◆ The task
Scan the entries below for the word "implementation", then copy each line that holds it.

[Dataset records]
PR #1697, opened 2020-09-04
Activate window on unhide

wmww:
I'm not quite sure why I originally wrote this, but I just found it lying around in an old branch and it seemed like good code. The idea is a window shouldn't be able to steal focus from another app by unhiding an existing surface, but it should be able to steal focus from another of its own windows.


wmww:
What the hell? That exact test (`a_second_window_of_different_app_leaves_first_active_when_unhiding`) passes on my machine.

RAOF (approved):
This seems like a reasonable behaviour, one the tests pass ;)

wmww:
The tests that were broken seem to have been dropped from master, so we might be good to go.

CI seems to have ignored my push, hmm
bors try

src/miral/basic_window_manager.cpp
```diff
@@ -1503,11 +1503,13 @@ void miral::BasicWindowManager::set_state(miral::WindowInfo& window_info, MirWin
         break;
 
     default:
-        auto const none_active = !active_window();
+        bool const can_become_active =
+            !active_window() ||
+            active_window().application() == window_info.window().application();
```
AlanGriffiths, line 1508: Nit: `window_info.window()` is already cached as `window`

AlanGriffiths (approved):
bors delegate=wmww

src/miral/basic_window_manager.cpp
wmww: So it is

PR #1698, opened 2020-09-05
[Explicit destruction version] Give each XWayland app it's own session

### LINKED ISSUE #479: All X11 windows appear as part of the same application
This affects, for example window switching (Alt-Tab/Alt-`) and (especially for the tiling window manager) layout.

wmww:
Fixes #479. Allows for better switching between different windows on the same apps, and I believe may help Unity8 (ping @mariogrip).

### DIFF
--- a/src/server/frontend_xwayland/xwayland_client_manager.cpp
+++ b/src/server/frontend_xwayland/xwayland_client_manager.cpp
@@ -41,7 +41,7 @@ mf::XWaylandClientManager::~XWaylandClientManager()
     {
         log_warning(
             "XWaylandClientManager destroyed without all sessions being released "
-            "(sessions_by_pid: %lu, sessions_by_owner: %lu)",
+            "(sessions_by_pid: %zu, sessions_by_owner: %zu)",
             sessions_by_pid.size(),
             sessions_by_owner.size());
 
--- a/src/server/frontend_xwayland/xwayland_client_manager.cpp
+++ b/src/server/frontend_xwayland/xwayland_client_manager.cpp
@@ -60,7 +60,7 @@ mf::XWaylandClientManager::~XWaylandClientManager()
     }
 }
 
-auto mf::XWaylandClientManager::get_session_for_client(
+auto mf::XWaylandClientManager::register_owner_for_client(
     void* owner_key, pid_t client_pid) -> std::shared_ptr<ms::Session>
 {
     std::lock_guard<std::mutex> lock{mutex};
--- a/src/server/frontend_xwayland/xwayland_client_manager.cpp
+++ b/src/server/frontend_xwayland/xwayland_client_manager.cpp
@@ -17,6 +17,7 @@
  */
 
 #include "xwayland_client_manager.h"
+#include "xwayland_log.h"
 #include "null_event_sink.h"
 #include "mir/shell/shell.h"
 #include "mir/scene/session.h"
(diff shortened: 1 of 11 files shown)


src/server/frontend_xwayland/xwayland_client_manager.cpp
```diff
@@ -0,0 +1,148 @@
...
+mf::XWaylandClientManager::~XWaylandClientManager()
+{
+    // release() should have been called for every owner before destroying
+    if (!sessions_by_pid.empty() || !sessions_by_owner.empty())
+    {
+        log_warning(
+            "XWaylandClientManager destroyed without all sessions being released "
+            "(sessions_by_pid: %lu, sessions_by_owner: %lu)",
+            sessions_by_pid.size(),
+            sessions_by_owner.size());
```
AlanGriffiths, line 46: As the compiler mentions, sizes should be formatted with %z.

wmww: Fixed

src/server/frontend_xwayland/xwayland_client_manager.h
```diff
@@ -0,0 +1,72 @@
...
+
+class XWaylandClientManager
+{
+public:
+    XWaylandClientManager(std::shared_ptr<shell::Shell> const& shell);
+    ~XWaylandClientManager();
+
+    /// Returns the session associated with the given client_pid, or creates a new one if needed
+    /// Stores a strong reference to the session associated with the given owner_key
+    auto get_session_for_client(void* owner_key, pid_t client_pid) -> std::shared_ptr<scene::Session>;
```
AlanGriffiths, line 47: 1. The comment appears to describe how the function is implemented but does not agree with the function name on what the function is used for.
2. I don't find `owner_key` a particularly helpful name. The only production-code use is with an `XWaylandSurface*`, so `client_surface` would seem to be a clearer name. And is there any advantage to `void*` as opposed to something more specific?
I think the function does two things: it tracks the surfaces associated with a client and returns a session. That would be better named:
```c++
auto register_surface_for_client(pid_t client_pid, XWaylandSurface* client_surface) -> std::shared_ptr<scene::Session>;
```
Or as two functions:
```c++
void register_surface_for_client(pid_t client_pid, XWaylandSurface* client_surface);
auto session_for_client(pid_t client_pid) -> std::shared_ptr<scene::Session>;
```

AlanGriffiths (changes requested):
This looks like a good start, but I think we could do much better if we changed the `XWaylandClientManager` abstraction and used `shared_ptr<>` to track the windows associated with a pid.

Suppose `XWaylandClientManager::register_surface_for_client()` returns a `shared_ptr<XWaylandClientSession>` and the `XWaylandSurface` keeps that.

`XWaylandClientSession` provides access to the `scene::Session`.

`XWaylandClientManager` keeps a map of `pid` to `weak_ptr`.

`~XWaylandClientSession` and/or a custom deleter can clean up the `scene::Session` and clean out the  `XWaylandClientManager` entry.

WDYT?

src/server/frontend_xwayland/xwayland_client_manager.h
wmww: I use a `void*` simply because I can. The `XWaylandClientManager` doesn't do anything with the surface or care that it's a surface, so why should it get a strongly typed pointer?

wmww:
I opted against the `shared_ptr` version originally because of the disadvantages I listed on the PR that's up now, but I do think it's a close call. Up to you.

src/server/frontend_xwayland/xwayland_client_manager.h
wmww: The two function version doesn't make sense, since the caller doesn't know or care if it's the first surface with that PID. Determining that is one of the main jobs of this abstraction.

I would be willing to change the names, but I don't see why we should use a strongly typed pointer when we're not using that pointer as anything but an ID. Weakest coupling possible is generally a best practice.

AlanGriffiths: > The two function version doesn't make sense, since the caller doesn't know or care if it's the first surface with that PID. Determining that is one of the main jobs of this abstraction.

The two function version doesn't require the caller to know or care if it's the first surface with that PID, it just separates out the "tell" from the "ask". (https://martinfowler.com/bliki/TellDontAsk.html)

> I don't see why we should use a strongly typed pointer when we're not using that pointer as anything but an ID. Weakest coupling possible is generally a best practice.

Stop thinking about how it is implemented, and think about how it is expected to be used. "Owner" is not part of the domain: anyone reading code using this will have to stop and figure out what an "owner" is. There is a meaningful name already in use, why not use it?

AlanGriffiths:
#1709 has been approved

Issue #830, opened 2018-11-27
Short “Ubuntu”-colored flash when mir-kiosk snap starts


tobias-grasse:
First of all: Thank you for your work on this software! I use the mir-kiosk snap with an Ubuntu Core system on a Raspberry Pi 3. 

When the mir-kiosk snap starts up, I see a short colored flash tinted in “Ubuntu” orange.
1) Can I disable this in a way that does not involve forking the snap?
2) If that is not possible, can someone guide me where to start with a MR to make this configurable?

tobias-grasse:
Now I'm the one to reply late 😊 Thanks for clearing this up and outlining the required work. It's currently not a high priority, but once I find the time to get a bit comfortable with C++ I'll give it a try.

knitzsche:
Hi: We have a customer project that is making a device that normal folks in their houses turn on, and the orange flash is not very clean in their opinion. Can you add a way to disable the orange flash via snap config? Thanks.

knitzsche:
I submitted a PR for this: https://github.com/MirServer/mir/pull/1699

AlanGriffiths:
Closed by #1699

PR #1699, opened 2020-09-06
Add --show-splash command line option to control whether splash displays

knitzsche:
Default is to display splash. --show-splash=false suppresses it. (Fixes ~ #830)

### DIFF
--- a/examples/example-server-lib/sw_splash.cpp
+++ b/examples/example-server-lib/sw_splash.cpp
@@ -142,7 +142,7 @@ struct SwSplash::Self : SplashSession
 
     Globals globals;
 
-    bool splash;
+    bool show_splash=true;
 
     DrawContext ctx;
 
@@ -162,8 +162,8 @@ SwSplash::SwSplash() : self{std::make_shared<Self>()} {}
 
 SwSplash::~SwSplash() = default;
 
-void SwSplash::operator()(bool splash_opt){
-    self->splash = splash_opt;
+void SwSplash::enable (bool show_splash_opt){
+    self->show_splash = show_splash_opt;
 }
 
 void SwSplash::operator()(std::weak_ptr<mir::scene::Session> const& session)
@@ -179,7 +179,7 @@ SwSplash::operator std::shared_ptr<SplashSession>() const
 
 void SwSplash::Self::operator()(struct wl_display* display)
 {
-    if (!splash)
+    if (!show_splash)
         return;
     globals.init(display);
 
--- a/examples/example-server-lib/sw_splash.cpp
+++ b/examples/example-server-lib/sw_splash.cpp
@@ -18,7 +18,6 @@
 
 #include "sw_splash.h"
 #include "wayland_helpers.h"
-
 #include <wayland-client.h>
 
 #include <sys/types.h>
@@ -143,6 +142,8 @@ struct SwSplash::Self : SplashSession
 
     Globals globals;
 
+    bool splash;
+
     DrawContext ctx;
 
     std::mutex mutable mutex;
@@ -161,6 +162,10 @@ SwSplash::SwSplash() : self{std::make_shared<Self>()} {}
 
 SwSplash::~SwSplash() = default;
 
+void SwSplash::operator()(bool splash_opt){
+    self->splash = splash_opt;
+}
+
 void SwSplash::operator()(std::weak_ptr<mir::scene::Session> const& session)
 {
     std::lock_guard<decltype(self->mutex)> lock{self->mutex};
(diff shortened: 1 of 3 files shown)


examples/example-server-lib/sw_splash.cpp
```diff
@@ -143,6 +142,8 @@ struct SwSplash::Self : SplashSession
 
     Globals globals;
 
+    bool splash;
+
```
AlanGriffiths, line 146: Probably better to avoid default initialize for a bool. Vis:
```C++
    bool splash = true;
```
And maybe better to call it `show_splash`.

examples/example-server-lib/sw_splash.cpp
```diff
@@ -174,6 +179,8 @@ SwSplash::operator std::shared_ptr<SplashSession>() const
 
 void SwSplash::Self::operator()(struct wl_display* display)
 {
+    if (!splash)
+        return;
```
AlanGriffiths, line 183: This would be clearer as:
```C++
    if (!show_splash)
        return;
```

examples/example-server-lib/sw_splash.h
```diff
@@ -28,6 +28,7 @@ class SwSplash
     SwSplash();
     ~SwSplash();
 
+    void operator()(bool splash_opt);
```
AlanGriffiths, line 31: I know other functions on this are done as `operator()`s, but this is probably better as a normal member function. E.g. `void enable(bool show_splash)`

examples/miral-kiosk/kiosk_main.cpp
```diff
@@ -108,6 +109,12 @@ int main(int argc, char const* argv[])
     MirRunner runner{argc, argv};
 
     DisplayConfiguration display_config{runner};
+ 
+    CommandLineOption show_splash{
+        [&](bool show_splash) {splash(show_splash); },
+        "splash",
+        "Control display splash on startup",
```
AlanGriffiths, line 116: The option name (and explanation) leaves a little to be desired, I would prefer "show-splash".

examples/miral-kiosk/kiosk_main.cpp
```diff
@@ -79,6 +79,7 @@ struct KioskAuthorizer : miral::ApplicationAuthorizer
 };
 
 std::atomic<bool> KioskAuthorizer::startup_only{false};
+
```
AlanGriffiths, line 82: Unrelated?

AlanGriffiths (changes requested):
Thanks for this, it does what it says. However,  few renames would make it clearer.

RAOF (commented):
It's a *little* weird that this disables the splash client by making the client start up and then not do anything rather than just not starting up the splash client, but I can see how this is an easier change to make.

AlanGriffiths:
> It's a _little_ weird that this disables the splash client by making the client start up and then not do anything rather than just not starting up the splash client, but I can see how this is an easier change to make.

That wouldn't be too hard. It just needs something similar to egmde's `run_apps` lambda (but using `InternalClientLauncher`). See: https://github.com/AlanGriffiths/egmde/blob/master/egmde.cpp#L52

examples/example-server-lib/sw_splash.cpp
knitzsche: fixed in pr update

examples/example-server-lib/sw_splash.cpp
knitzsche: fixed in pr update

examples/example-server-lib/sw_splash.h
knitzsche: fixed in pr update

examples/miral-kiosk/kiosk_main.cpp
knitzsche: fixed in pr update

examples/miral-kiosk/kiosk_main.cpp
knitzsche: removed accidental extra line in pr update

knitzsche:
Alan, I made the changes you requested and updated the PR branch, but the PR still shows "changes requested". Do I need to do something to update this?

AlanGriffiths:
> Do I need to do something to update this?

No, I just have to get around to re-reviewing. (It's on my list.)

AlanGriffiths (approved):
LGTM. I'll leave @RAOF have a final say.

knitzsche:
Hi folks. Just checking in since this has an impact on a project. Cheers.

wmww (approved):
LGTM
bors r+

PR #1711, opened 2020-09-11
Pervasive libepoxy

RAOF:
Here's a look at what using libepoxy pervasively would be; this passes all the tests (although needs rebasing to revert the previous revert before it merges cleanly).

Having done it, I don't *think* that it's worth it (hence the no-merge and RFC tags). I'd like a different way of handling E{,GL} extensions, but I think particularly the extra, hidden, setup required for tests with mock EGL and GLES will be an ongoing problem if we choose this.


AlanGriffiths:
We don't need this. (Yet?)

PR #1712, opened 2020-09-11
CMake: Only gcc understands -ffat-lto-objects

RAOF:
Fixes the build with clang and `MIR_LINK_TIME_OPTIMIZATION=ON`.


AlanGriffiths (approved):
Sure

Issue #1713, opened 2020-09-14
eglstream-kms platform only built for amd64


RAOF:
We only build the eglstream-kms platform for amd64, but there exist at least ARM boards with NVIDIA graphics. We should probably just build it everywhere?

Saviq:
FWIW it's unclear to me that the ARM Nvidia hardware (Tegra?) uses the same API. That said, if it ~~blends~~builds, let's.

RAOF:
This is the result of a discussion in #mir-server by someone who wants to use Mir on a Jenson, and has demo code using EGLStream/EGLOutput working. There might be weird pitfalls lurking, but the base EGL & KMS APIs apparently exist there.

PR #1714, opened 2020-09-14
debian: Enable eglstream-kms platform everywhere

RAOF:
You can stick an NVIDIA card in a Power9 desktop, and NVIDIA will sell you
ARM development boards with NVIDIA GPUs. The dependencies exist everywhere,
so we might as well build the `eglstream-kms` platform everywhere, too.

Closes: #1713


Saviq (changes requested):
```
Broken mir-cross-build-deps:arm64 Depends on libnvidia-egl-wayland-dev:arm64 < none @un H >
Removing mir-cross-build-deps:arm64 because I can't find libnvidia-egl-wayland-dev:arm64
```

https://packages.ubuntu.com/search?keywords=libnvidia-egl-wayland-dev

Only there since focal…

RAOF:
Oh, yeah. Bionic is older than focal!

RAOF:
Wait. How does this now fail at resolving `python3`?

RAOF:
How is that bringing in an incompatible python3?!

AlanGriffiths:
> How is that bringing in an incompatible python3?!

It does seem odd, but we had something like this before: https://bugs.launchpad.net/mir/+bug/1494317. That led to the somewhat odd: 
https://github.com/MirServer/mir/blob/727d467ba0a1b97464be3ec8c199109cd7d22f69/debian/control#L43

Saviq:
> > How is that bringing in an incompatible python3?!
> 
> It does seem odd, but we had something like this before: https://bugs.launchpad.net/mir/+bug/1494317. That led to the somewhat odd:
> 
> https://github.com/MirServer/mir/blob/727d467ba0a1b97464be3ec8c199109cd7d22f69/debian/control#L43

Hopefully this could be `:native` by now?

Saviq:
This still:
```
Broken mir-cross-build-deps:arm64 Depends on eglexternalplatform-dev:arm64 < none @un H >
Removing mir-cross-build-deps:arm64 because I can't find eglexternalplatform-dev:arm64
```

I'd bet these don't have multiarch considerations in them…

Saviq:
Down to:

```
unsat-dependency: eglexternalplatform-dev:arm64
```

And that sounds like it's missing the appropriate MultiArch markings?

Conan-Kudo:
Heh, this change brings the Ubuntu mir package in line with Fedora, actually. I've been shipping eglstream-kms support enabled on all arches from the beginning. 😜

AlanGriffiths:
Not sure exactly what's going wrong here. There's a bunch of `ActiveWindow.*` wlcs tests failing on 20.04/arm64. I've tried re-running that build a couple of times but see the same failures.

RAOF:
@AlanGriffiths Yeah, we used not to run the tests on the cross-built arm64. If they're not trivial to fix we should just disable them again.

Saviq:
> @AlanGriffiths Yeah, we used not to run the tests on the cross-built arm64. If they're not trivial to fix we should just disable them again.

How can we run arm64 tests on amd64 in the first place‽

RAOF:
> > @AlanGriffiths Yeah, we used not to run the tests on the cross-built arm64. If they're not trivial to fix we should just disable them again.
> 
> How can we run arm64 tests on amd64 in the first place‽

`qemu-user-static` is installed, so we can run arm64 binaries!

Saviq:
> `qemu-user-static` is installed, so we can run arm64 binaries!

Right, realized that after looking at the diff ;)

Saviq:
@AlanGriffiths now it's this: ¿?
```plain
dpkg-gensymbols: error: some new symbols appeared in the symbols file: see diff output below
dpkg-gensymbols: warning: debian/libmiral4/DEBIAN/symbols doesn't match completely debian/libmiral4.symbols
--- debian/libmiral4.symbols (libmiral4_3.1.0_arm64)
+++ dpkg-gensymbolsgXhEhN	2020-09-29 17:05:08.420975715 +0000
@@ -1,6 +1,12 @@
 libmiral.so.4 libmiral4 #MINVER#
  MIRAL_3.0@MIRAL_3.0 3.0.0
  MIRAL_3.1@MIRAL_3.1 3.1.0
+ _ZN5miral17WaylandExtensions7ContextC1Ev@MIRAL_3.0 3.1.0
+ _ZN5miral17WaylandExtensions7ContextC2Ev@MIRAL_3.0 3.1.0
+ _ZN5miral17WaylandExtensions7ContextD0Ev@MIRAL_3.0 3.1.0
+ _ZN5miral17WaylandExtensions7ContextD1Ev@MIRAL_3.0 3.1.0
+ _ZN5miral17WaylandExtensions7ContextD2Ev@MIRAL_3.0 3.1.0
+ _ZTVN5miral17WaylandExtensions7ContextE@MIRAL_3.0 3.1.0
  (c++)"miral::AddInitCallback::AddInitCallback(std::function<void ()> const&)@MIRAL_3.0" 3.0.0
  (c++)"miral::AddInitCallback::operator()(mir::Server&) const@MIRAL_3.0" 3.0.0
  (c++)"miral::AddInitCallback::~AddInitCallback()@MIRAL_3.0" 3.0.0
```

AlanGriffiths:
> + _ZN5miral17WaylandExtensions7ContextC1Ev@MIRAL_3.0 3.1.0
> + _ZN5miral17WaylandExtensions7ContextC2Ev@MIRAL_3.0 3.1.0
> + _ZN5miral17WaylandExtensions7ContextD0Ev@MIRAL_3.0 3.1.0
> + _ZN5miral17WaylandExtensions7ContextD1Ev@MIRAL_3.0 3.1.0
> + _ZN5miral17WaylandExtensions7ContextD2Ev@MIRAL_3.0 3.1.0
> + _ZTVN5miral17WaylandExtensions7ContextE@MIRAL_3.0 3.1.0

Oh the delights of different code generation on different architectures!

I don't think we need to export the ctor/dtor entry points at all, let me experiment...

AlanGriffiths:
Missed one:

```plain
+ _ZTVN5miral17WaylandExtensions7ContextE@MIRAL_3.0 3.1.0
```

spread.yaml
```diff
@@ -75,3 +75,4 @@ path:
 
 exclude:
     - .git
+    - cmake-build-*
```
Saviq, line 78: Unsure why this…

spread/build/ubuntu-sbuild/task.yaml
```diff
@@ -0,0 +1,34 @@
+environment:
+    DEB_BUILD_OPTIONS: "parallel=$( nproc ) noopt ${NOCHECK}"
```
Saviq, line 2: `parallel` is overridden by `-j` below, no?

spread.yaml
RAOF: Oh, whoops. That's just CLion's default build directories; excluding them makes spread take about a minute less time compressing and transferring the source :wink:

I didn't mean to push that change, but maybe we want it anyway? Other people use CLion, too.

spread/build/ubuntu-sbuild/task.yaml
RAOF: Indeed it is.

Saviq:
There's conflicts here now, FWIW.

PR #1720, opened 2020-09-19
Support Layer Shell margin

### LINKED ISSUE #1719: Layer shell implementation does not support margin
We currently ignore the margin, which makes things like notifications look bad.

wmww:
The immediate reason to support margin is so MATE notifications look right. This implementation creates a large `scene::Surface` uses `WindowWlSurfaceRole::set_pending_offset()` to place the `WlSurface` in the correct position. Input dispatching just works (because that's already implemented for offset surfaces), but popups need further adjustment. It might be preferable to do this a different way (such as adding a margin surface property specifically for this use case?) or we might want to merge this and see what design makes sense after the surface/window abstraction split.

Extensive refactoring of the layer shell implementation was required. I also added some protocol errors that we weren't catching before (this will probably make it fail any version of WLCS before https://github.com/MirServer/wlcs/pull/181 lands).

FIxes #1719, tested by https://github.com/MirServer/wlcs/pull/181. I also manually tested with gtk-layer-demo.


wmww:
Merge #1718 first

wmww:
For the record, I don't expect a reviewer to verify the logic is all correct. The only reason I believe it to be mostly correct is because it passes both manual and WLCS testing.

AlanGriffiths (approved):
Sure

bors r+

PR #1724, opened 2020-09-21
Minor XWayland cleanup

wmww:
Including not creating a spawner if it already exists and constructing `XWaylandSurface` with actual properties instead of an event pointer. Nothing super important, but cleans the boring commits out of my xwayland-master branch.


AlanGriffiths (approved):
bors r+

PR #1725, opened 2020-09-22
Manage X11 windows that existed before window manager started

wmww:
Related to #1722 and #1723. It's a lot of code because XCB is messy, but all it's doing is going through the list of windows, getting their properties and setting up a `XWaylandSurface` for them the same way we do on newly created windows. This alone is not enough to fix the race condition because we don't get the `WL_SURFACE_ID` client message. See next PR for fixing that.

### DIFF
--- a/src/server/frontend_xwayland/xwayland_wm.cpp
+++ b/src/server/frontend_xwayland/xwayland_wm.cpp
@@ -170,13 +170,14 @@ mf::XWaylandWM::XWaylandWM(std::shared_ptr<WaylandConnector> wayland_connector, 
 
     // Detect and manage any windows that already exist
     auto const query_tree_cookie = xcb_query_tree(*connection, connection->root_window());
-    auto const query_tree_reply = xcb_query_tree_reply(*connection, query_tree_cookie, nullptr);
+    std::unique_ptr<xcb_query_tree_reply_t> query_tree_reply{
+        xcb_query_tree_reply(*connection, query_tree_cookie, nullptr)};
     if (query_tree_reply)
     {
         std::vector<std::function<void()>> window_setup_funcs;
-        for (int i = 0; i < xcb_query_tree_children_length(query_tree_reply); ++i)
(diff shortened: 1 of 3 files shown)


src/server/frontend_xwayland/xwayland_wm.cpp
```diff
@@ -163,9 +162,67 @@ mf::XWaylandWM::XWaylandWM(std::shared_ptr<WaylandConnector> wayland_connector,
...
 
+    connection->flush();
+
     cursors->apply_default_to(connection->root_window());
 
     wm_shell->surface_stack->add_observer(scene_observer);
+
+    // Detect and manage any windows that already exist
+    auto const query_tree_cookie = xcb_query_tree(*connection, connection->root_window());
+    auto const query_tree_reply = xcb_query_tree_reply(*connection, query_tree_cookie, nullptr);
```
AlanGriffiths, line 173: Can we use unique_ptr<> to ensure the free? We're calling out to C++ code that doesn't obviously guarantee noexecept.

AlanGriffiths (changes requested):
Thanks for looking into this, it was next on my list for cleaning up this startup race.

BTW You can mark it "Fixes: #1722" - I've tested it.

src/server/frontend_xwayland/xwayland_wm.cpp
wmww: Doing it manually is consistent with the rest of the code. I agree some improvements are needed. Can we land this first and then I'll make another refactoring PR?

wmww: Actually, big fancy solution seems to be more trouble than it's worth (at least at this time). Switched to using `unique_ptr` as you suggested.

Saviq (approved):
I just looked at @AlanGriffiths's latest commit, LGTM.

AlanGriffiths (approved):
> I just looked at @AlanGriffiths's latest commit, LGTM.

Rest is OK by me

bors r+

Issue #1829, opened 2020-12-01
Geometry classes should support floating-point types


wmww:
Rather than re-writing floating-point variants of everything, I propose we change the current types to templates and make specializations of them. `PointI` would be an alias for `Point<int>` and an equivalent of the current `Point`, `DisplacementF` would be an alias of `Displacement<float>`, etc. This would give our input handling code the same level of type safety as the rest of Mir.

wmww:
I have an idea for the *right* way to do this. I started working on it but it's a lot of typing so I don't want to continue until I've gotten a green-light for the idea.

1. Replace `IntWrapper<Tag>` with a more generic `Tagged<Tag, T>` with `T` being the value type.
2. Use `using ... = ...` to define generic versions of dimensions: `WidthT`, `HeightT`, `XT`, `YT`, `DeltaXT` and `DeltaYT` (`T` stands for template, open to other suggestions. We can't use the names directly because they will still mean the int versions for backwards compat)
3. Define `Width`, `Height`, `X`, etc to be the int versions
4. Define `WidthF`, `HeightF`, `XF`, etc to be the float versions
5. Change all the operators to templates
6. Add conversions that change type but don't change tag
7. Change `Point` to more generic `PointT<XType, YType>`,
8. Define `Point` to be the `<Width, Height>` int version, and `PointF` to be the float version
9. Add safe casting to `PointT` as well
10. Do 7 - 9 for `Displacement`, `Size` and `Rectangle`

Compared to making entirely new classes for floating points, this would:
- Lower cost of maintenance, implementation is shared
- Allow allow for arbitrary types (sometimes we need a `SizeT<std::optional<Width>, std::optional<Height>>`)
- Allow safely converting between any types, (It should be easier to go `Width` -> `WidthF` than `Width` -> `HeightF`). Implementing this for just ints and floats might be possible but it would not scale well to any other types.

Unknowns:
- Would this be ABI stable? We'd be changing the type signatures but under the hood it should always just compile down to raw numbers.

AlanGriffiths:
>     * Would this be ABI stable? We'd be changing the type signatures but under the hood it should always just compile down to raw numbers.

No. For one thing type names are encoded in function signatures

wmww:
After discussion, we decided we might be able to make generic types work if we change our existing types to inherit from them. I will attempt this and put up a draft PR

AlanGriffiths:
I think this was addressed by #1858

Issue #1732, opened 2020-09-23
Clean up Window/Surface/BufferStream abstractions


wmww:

◆ The answer
### LINKED ISSUE #1719: Layer shell implementation does not support margin
The immediate reason to support margin is so MATE notifications look right. This implementation creates a large `scene::Surface` uses `WindowWlSurfaceRole::set_pending_offset()` to place the `WlSurface` in the correct position. Input dispatching just works (because that's already implemented for offset surfaces), but popups need further adjustment. It might be preferable to do this a different way (such as adding a margin surface property specifically for this use case?) or we might want to merge this and see what design makes sense after the surface/window abstraction split.
Extensive refactoring of the layer shell implementation was required. I also added some protocol errors that we weren't catching before (this will probably make it fail any version of WLCS before https://github.com/MirServer/wlcs/pull/181 lands).
- Lower cost of maintenance, implementation is shared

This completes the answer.